## Queda em cadeia no mercado de ações: ouro, Bitcoin e outros ativos sob pressão
Em meados de novembro, uma queda rara de três ativos abalou o mercado de investimentos global. O índice Dow Jones caiu mais de 1%, Bitcoin e Ethereum tiveram quedas superiores a 2%, e o preço do ouro também enfrentou pressão de queda contínua. Até 18 de novembro, o ouro caiu 0,4%, acumulando a sua quarta queda consecutiva, enquanto o Bitcoin caiu para US$ 91.107, atingindo uma nova baixa de quase 7 meses. Este não é um evento isolado, mas sim uma ressonância de mercado resultante de múltiplos fatores interligados.
## Mudança hawkish do Federal Reserve: expectativa de corte de juros de repente desfeita
A principal força motriz da ajustamento do mercado vem da mudança no sinal de política do Federal Reserve. Os dirigentes do banco central emitiram repetidamente declarações hawkish, levando a uma redução significativa na expectativa de um corte de 25 pontos base em dezembro, que caiu para 43% — este número indica que mais da metade dos participantes do mercado já abandonaram a esperança de cortes de juros. O adiamento do corte de juros impacta diretamente as expectativas de um ambiente de baixa taxa de juros, e o ouro, como ativo tradicional de proteção, também viu sua atratividade diminuir.

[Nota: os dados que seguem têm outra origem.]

PR #2919, opened 2016-08-25
New Additions for Signed In Home Page

wgranger:
PR for Brian's `new-signed-in-home-page` branch. Addition of sidebar pullout and social media section. 

Staged at: https://new-signed-in-social-media.pfe-preview.zooniverse.org/home-for-user
Must be signed in to view page.


simensta:
I think we should replicate the hover-experience for focus-events when a user is tabbing through the page.

simensta:
Oops! Accidentally closed this PR. Should be reopened now. Apologies!

astopy:
I like this a lot. I just have a few things to raise:

- Is the plan to actually deploy this at `/home-for-user`? I'd prefer it if it just replaced the regular home page when you're signed in.
- Related to above, it needs to handle users who aren't signed in.
- Some of the text can be hard to read: 
  
  screen shot 2016-08-26 at 09 21 44
- The ribbon takes a long time to load, though that's probably an API issue.

CKrawczyk:
The news tab blends in with sub-category header, making it hard to tell there is a close button until the page is scrolled.  At first I could not figure out how to close the sub-category.

screen shot 2016-08-26 at 11 37 50 am

wgranger:
@CKrawczyk - Good catch. This could probably be fixed with a stroke around the tab button.

@astopy Yes, that's a final thing that needs to be considered - how the home page will handle if a user is already logged in or not. I agree, the `/home-for-user` extension isn't ideal. 

The API call was slowed down a bit once another call was made to retrieve data sets for each project the user was working on. I'm not quite sure another way around that, but perhaps @marten has an idea? Maybe this is another instance of where `contributions` may help?

@simensta - Are you thinking the focus behavior might be best on the "messages", "my recent projects", etc. sections?

simensta:
I think the following areas could benefit from hover/focus styles:
- the "messages", "recent projects", "collections", and "builds" links
- for the focused sections of the project ribbon, it would be nice to see the associated tooltip

Let me know if this feedback belongs on PR #2813, instead of here!

jwbmartin:
I do agree that some of the text in the contribution reel are hard to read but since all of the colors are generated randomly I'm not sure how to solve that problem.

I'd like to see how it looks with a stroke around the tab. Another option would be the tiniest little drop shadow.

srallen:
Not a part of the diff here, but the account I'm testing with doesn't have a profile header set and is throwing `Uncaught (in promise) TypeError: Cannot read property 'src' of undefined`. This should be handled more gracefully.

app/pages/home-for-user/news-section.jsx
```diff
@@ -0,0 +1,127 @@
+import React from 'react';
+import apiClient from 'panoptes-client/lib/api-client';
+import { Link } from 'react-router';
```
srallen: `Link` is unused in this component.

app/pages/home-for-user/news-section.jsx
```diff
@@ -0,0 +1,127 @@
...
+
+const NewsSection = React.createClass({
+
+  getDefaultProps() {
+    return {
+      newDatasets: [],
+    };
+  },
+
+  componentDidMount() {
```
srallen: Put this after `getInitialState`.

app/pages/home-for-user/news-section.jsx
```diff
@@ -0,0 +1,127 @@
...
+  getInitialState() {
+    return {
+      avatars: {},
+      projects: [],
+      publications: [],
+    };
+  },
+
+  recentPublications() {
+    const articles = []
```
srallen: Missing semi-colon.

app/pages/home-for-user/news-section.jsx
```diff
@@ -0,0 +1,127 @@
...
+    for (var category in Publications.articles()) {
+      Publications.articles()[category].map((project) =>{
+        articles.push(...project.publications)
+      });
+    };
+    const newestPublications = articles.sort((a, b) => {
+      return new Date(b.date) - new Date(a.date)
```
srallen: Missing semicolon.

app/pages/about/publications-page.cjsx
```diff
@@ -418,6 +418,10 @@ publicationCategories =
 module.exports = React.createClass
   displayName: 'PublicationsPage'
 
+  statics:
```
srallen: I think instead of adding a static method here, we should extract the publication data into its own js file to live in the `lib` folder since this data is now being used in two different components.

app/pages/home-for-user/news-section.jsx
```diff
@@ -0,0 +1,127 @@
...
+    return {
+      avatars: {},
+      projects: [],
+      publications: [],
+    };
+  },
+
+  recentPublications() {
+    const articles = []
+    for (var category in Publications.articles()) {
```
srallen: I believe what you want to do here is iterate over the keys of the object, so I think a better way to write this would be (and once the data is pulled out into its own file):
```
Publications.keys().forEach((category) => { // do stuff } );
```

srallen: My bad, the syntax should be `Object.keys(Publications).forEach()`

app/pages/home-for-user/news-section.jsx
```diff
@@ -0,0 +1,127 @@
...
+      Publications.articles()[category].map((project) =>{
```
srallen: Space after `=>`

app/pages/home-for-user/news-section.jsx
```diff
@@ -0,0 +1,127 @@
...
+        articles.push(...project.publications)
```
srallen: missing semicolon

app/pages/home-for-user/news-section.jsx
```diff
@@ -0,0 +1,127 @@
...
+        return project.get('avatar')
+        .catch(() => {
+          return null;
+        })
+        .then((avatar) => {
+          this.state.avatars[project.id] = avatar;
+          this.forceUpdate();
+        });
+      }));
+    })
```
srallen: missing semicolon

app/pages/home-for-user/news-section.jsx
```diff
@@ -0,0 +1,127 @@
...
+          {article.citation}
+          <i className="fa fa-long-arrow-right"></i>
+        </a>
+      </p>
+    </div>
+  },
+
+  renderNewDatasets(data) {
+    const link = window.location.origin + "/projects/" + data.href
+    return <div>
```
srallen: Wrap the return in parentheses.

app/pages/home-for-user/news-section.jsx
```diff
@@ -0,0 +1,127 @@
...
+        .then((avatar) => {
+          this.state.avatars[project.id] = avatar;
+          this.forceUpdate();
+        });
+      }));
+    })
+  },
+
+  renderPublication(article) {
+    return <div>
```
srallen: Wrap this `<div>` in this return in parentheses.

app/pages/home-for-user/news-section.jsx
```diff
@@ -0,0 +1,127 @@
...
+        <a href={article.href} target="_blank">
+          {article.citation}
+          <i className="fa fa-long-arrow-right"></i>
+        </a>
+      </p>
+    </div>
+  },
+
+  renderNewDatasets(data) {
+    const link = window.location.origin + "/projects/" + data.href
```
srallen: missing semicolon

app/pages/home-for-user/news-section.jsx
```diff
@@ -0,0 +1,127 @@
...
+
+          <div className='news-pullout-section'>
+            <h4> Recent Publications </h4>
+            {this.state.publications.map((article) => {
+              return this.renderPublication(article);
+            })}
+          </div>
+
+          <div className='news-pullout-section'>
+          <h4> Newest Project </h4>
```
srallen: this needs an indent.

app/pages/home-for-user/news-section.jsx
```diff
@@ -0,0 +1,127 @@
...
+          {this.state.projects.map((project) => {
+            const avatarSrc = !!this.state.avatars[project.id] ? this.state.avatars[project.id].src : null;
+            return <ProjectCard key={project.id} project={project} imageSrc={avatarSrc} />;
+          })}
+          </div>
+
+          <div className='news-pullout-section'>
+            <h4> New Datasets </h4>
+            {this.props.newDatasets.map((data) => {
```
srallen: Could you add a props validation for `newDatasets`?

app/pages/home-for-user/news-section.jsx
```diff
@@ -0,0 +1,127 @@
...
+        })
+        .then((avatar) => {
+          this.state.avatars[project.id] = avatar;
+          this.forceUpdate();
+        });
+      }));
+    })
+  },
+
+  renderPublication(article) {
```
srallen: The `<div>` this is returning needs a `key` property since it is in the map function in the render.

app/pages/home-for-user/news-section.jsx
```diff
@@ -0,0 +1,127 @@
...
+      <p className="news-section-content">
+        <a href={article.href} target="_blank">
+          {article.citation}
+          <i className="fa fa-long-arrow-right"></i>
+        </a>
+      </p>
+    </div>
+  },
+
+  renderNewDatasets(data) {
```
srallen: The `<div>` this is returning needs a `key` property since it is in the map function in the render.

app/pages/home-for-user/news-section.jsx
```diff
@@ -0,0 +1,127 @@
...
+        <h5 className="news-section-title">{data.project} </h5>
+        <h5> has been updated! </h5>
+        <p className="pullout-timestamp">{data.timestamp}</p>
+      </a>
+    </div>
+  },
+
+  render() {
+    return (
+      <div className='news-pullout-main'>
```
srallen: Let's use double quote on the classes here in the render to be consistent in usage.

app/pages/home-for-user/news-section.jsx
```diff
@@ -0,0 +1,127 @@
...
+
+  renderNewDatasets(data) {
+    const link = window.location.origin + "/projects/" + data.href
+    return <div>
+      <a href={link} target="_blank">
+        <h5 className="news-section-title">{data.project} </h5>
+        <h5> has been updated! </h5>
+        <p className="pullout-timestamp">{data.timestamp}</p>
+      </a>
+    </div>
```
srallen: missing semicolon

app/pages/home-for-user/index.jsx
```diff
@@ -9,6 +9,10 @@ import RecentMessagesSection from './recent-messages';
 import MyBuildsSection from './my-builds';
 import ProjectStats from './project-stats';
 import qs from 'qs';
+import HomePageSocial from '../home-not-logged-in/social';
+import NewsSection from './news-section';
+import apiClient from 'panoptes-client/lib/api-client';
```
srallen: Doesn't look like `apiClient` is being used in this component.

app/pages/home-for-user/index.jsx
```diff
@@ -120,10 +125,36 @@ const HomePageForUser = React.createClass({
...
+      newData: this.fetchRecentSubjects(ribbonData),
+    });
+  },
+
   findProjectLink(project) {
     return `/projects/${project.slug}`;
   },
 
+  fetchRecentSubjects(ribbonData) {
+    const newestSubjects = []
```
srallen: missing semicolon

app/pages/home-for-user/index.jsx
```diff
@@ -120,10 +125,36 @@ const HomePageForUser = React.createClass({
...
+    ribbonData.map((project) => {
+      if (project['recentSubjectSet'] !== undefined){
```
srallen: Any reason this isn't using dot notation? How about `if (!!project.recentSubjectSet) {`?

app/pages/home-for-user/index.jsx
```diff
@@ -120,10 +125,36 @@ const HomePageForUser = React.createClass({
...
+        newestSubjects.push(project)
```
srallen: missing semicolon

app/pages/home-for-user/index.jsx
```diff
@@ -120,10 +125,36 @@ const HomePageForUser = React.createClass({
...
+    });
+    const recentSets = newestSubjects.sort((a, b) => {
+      return new Date(b['recentSubjectSet'].updated_at) - new Date(a['recentSubjectSet'].updated_at)
+    }).slice(0, 3);
+
+    return recentSets.map((project) => {
+      return {
+        project: project.name,
+        href: project.slug,
+        timestamp: moment(new Date(project['recentSubjectSet'].updated_at)).fromNow(),
```
srallen: Maybe use dot notation here?

app/pages/home-for-user/index.jsx
```diff
@@ -120,10 +125,36 @@ const HomePageForUser = React.createClass({
...
 
+  fetchRecentSubjects(ribbonData) {
+    const newestSubjects = []
+    ribbonData.map((project) => {
+      if (project['recentSubjectSet'] !== undefined){
+        newestSubjects.push(project)
+      }
+    });
+    const recentSets = newestSubjects.sort((a, b) => {
+      return new Date(b['recentSubjectSet'].updated_at) - new Date(a['recentSubjectSet'].updated_at)
```
srallen: Maybe use dot notation? Also missing the semicolon.

app/pages/home-for-user/index.jsx
```diff
@@ -120,10 +125,36 @@ const HomePageForUser = React.createClass({
...
+    }).slice(0, 3);
+
+    return recentSets.map((project) => {
+      return {
+        project: project.name,
+        href: project.slug,
+        timestamp: moment(new Date(project['recentSubjectSet'].updated_at)).fromNow(),
+      }
```
srallen: missing semicolon

app/lib/get-user-ribbon-data.js
```diff
@@ -1,36 +1,37 @@
 import getAllProjectPreferences from './get-all-project-preferences';
 import getColorFromString from './get-color-from-string';
+import apiClient from 'panoptes-client/lib/api-client'
```
srallen: missing semicolon

app/lib/get-user-ribbon-data.js
```diff
@@ -1,36 +1,37 @@
...
-          return project.get('owner').catch(() => {
-            return null;
-          });
-        }
+        });
       }));
     });
 
-    return Promise.all([awaitProjects, awaitOwners]).then(([projects, owners]) => {
+    return Promise.all([awaitProjects, awaitSubjectSets]).then(([projects, subject_sets]) => {
```
srallen: Should use camel case for `subject_sets`

app/lib/get-user-ribbon-data.js
```diff
@@ -1,36 +1,37 @@
...
       return prefsResources.map((prefsResource, i) => {
-        if (projects[i] !== null && owners[i] !== null) {
+        const sortedSubjects = subject_sets[i].sort((a, b) => {
+          return new Date(b.updated_at) - new Date(a.updated_at)
```
srallen: missing semicolon

app/lib/get-user-ribbon-data.js
```diff
@@ -1,36 +1,37 @@
 import getAllProjectPreferences from './get-all-project-preferences';
 import getColorFromString from './get-color-from-string';
+import apiClient from 'panoptes-client/lib/api-client'
 
 function getUserRibbonData(user) {
   return getAllProjectPreferences(user).then((prefsResources) => {
     const awaitProjects = Promise.all(prefsResources.map((prefsResource) => {
-      return prefsResource.get('project').catch(() => {
+      return apiClient.type('projects').get(prefsResource.links.project).catch(() => {
```
srallen: Why was this change made?

app/lib/get-user-ribbon-data.js
```diff
@@ -1,36 +1,37 @@
...
-        }
+        });
       }));
     });
 
-    return Promise.all([awaitProjects, awaitOwners]).then(([projects, owners]) => {
+    return Promise.all([awaitProjects, awaitSubjectSets]).then(([projects, subject_sets]) => {
       return prefsResources.map((prefsResource, i) => {
-        if (projects[i] !== null && owners[i] !== null) {
+        const sortedSubjects = subject_sets[i].sort((a, b) => {
```
srallen: Is the goal to only sort the first page of subject sets? There will be some projects that will have 20+ subject sets (Notes from Nature I think? Gravity Spy will too eventually). I would suggest passing in the sort param into the API call instead of doing this.

app/pages/home-for-user/circle-ribbon.jsx
```diff
@@ -110,6 +112,14 @@ const CircleRibbon = React.createClass({
     this.props.onClick(clickedProject.id);
   },
 
+  calcLargeArc(classifications) {
+    if (classifications / this.state.totalClassifications >= .5) {
```
srallen: Could you change this to `0.5`?

app/pages/home-for-user/circle-ribbon.jsx
```diff
@@ -170,15 +181,17 @@ const CircleRibbon = React.createClass({
...
-            <image
-              xlinkHref={this.props.image}
-              x={this.props.weight + this.props.gap}
-              y={this.props.weight + this.props.gap}
-              width={imageSize}
-              height={imageSize}
-              clipPath={`url('#circle-ribbon-clip-${this.id}')`}
-              className={`url('#circle-ribbon-shadow-${this.id}')`}
-            />
+            <Link to={`/users/${this.props.user.login}/stats`}>
```
srallen: Since this is in a SVG, then I think you'll want to be using the `SVGLink` component here. Also it needs an aria label.

app/lib/get-user-ribbon-data.js
srallen: Oh I see, is it because of the added `include` param in the project preferences API call?

app/pages/home-for-user/index.jsx
```diff
@@ -120,10 +125,36 @@ const HomePageForUser = React.createClass({
...
   },
 
+  fetchRecentSubjects(ribbonData) {
+    const newestSubjects = []
+    ribbonData.map((project) => {
+      if (project['recentSubjectSet'] !== undefined){
+        newestSubjects.push(project)
+      }
+    });
+    const recentSets = newestSubjects.sort((a, b) => {
```
srallen: This sort can be done with the API, so doing this manually here isn't necessary. Also, it'll only be sorting the first page of subject sets returned.

srallen: Also, the naming here is a bit confusing... we're sorting subject sets, not subjects, correct?

srallen:
I agree the routes should be updated. I think `/home-for-user` was only intended to use for development.

srallen:
Just an aside, ESLint should have caught a lot of the missing semicolons, etc. I would suggest using that in your text editor or using on the command line as a check in the future.

app/lib/get-user-ribbon-data.js
wgranger: Yes. Needed to use `apiClient` to retrieve the included items.

app/lib/get-user-ribbon-data.js
wgranger: I could not for the life of me get subject sets to sort in the query. I tried `sort: '-updated_at'`, but to no avail. Am I missing something?

srallen: Ok, I double checked on Panoptes and `updated_at` needs to be added as a sortable field: https://github.com/zooniverse/Panoptes/blob/95671795f2790da789c16a35b4bb8fa1f677f637/app/serializers/subject_set_serializer.rb#L8

Could you open a issue ticket there for it?

wgranger: done

jwbmartin:
This is a polling of all those involved in this thread but do you think the sections that you open should extend down to the social media section or stay as is? I'm a little on the fence about which I prefer.
screen shot 2016-08-29 at 3 05 16 pm

css/home-not-logged-in.styl
```diff
@@ -19,7 +19,7 @@ $flex-section
   justify-content: center
   text-align: center
 
-.on-home-page-not-logged-in
+.on-home-page-not-logged-in, .on-home-page-logged-in
```
srallen: It's confusing to add this to `css/home-not-logged-in.styl`. I wouldn't expect to look for a style for a logged in state in a file named for not logged in. If it's styles that apply to both, then perhaps we should leverage the existing `home-page.styl` file? There's lots there that I imagine isn't being used anymore since both pages have now been rewritten.

css/buttons.styl
```diff
@@ -52,7 +52,7 @@
   padding: 0 0.8em 0 0.5em
   vertical-align: middle
 
-.on-home-page, .on-home-page-not-logged-in, .on-landing-page
+.on-home-page, .on-home-page-not-logged-in, .on-landing-page, .on-home-page-logged-in
```
srallen: Can we just use the `on-home-page` class and just make sure the home page root uses that class?

css/typography.styl
```diff
@@ -41,7 +41,7 @@ h6
   font-weight: bold
   margin: 0
 
-.on-home-page, .on-landing-page, .on-home-page-not-logged-in
+.on-home-page, .on-landing-page, .on-home-page-not-logged-in, .on-home-page-logged-in
```
srallen: Same comment here, can we just use `on-home-page` and make sure the root has that class applied?

css/home-not-logged-in.styl
```diff
@@ -354,8 +354,11 @@ $flex-section
 
             h3, p
               a
-                text-decoration: none
                 color: inherit
+                display: block
```
srallen: Are these styles only for the logged in state? If so, then these shouldn't be here since they'll also be applied when `home-page-not-logged-in` class is used in a parent element. I'd prefer these to be in the stylus file for the component they're used in. Maybe the `index.styl` in the `home-page-for-user` folder? Use BEM style naming there to be consistent, too, please.

srallen:
The bottom edge of the project card in the news pull out is hard to see:
screen shot 2016-08-30 at 4 34 21 pm

app/pages/home-for-user/news-section.jsx
```diff
@@ -0,0 +1,127 @@
...
+          <div className='news-pullout-section'>
+          <h4> Newest Project </h4>
+          {this.state.projects.map((project) => {
+            const avatarSrc = !!this.state.avatars[project.id] ? this.state.avatars[project.id].src : null;
+            return <ProjectCard key={project.id} project={project} imageSrc={avatarSrc} />;
+          })}
+          </div>
+
+          <div className='news-pullout-section'>
+            <h4> New Datasets </h4>
```
srallen: Is `Datasets` the best to use here? @mrniaboc What wording do you use to communicate to volunteers that there is new data? I don't think `Datasets` should be used since the API resource is called `Subject Sets` and especially if we don't use it anywhere else. IMO, this should be `New Data` or `New Subjects`.

srallen:
Maybe some margin below the `see all` button? Depending on the size of the window, it can be right up against the project cards: 
screen shot 2016-08-30 at 4 45 01 pm

app/pages/home-for-user/news-section.jsx
wgranger: This is something that could get ironed out a bit. We could call it Updated Projects and just display the most recently updated projects without having to make an extra API call for `subject_sets`. @mrniaboc  and I originally discussed having the most recent datasets appear, which would be tied to subject sets. Not sure what the terminology should be if we continue doing this.

srallen:
Project cards don't seem to be inheriting the bottom border radii. I think the details div will need the border radius styles defined. 

screen shot 2016-08-30 at 4 50 48 pm

jwbmartin:
@srallen good catch on the project card v. background. I had added a gray stroke around the card but now maybe adding some color to the background might help. Standby let me mess around with a few thoughts

css/home-not-logged-in.styl
wgranger: This is actually used for both components, so I can probably have the styling added to `on-home-page` instead, since I've now added it to the root.

wgranger:
This has been restaged at: https://new-signed-in-social-media.pfe-preview.zooniverse.org/

Also, the `/home-for-user` path has been removed, so just make sure you're signed in and you should see changes on the homepage.

srallen:
`publications.cjsx` should be just a js file, not cjsx, since there's no jsx in it. It's most of the way there with the syntax to make it vanilla js. Also, it should be moved into the `lib` folder, since it's not a component for a view or anything.

app/pages/home-for-user/news-pullout.jsx
```diff
@@ -0,0 +1,130 @@
...
+        projects,
+      });
+
+      return Promise.all(projects.map((project) => {
+        return project.get('avatar')
+        .catch(() => {
+          return null;
+        })
+        .then((avatar) => {
+          this.state.avatars[project.id] = avatar;
```
srallen: State should not be mutated directly like this: (see notes section about `setState`) https://facebook.github.io/react/docs/component-api.html

You can set the state of projects and avatars at the end of all of your promises.

app/pages/home-for-user/recent-projects.jsx
```diff
@@ -58,14 +63,17 @@ const RecentProjectsSection = React.createClass({
...
-          this.forceUpdate();
-        });
+        if (project.links.avatar.id) {
+          return apiClient.type('avatars')
+          .get(project.links.avatar.id)
+          .catch(() => {
+            return null;
+          })
+          .then((avatar) => {
+            this.state.avatars[project.id] = avatar;
```
srallen: Same comment as in the news component. State should not be directly mutated.

app/pages/home-for-user/generic-section.jsx
```diff
@@ -21,7 +22,7 @@ const HomePageSection = React.createClass({
             }}
           ></i>
           <span className="home-page-section__header-label">{this.props.title}</span>
-          <a href="#" className="secret-button" title="Close this section" aria-label="Close this section">×</a>
+          <Link to="#" className="secret-button" title="Close this section" aria-label="Close this section">x</Link>
```
srallen: I don't think making this a react-router link is necessary since functionally all this is doing is taking you back to the top of the page.

srallen:
I'm seeing in errors in IE11, but since it's being discussed that we may not support IE11, I'm going to leave that for now and it can be handled in a separate PR if we decide to continue to support. Just noting it here.

app/pages/home-for-user/generic-section.jsx
wgranger: This was changed from a simple anchor tag because the section would not close once navigating back to the homepage from another link. The `Link` component resolved this issue.

srallen:
Loading animation for the circle ribbon doesn't work in Edge, but I don't consider this as a blocking issue.

app/pages/home-for-user/generic-section.jsx
srallen: Huh, ok, that's odd, but if it works, then cool.

app/pages/home-for-user/news-pullout.styl
```diff
@@ -0,0 +1,46 @@
...
+    overflow-y: scroll
+    width: 100%
+
+  &__section
+    display: flex
+    flex-direction: column
+    margin-bottom: 1.5em
+    max-width: 220px
+
+    &--timestamp
```
srallen: The `--` in BEM is intended to indicate modifiers, so something like `.button--red` or `.button--blue`. In this case, these are elements of the section block. How I would approach this is to have section be its own block and timestamp, content, and title be its elements: `news-section__timestamp`. This is separate from the parent block, so the resulting div would have these classes: `home-page-news-pullout news-section__timestamp`

app/pages/home-for-user/recent-projects.jsx
```diff
@@ -39,13 +40,17 @@ const RecentProjectsSection = React.createClass({
     });
 
     user.get('project_preferences', {
-      page_size: 8,
+      page_size: 20,
```
srallen: The `page_size` default is 20, so this can probably be removed.

app/pages/home.cjsx
```diff
@@ -1,5 +1,5 @@
 React = require 'react'
-HomePageLoggedIn = require './home-logged-in'
+HomePageLoggedIn = require('./home-for-user').default
```
srallen: Try
```
`import HomePageLoggedIn from './home-for-user'`
```

app/pages/home-for-user/recent-projects.jsx
wgranger: @eatyourgreens Thoughts?

eatyourgreens: I have no idea what's going on here. @srallen is right, state should be changed via `this.setState`.

wgranger:
This has been restaged. The most recent commit `Fix Bug with Newest Project Link` is because items in the pullout don't have access to `browserHistory`. More info can be found here: https://github.com/reactjs/react-router/issues/3225. Open to another solution if one is found or if this solution might cause an issue down the road.

srallen:
Going to go ahead and merge this with Brian's existing PR and then rebasing that so @eatyourgreens and I can continue working on the remaining issues: mostly IE/Edge related as well as possibly improving the ribbon API calls.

## Cresce o ceticismo sobre a bolha de IA
Outra pressão vem da reavaliação da lógica de investimento na indústria de tecnologia. O mercado está cada vez mais atento à dependência de gigantes tecnológicos de enormes dívidas para sustentar seus gastos de capital — essa lógica de “queimar dinheiro primeiro, lucrar depois” está sendo questionada. O fracasso da Amazon em captar recursos via emissão de dívida é uma manifestação concreta dessa mudança. Quando o halo do conceito de IA se dissipa, as ações de tecnologia, que dominam o mercado americano, naturalmente enfrentam ajustes, e o Bitcoin, altamente correlacionado com ativos de risco, também é afetado.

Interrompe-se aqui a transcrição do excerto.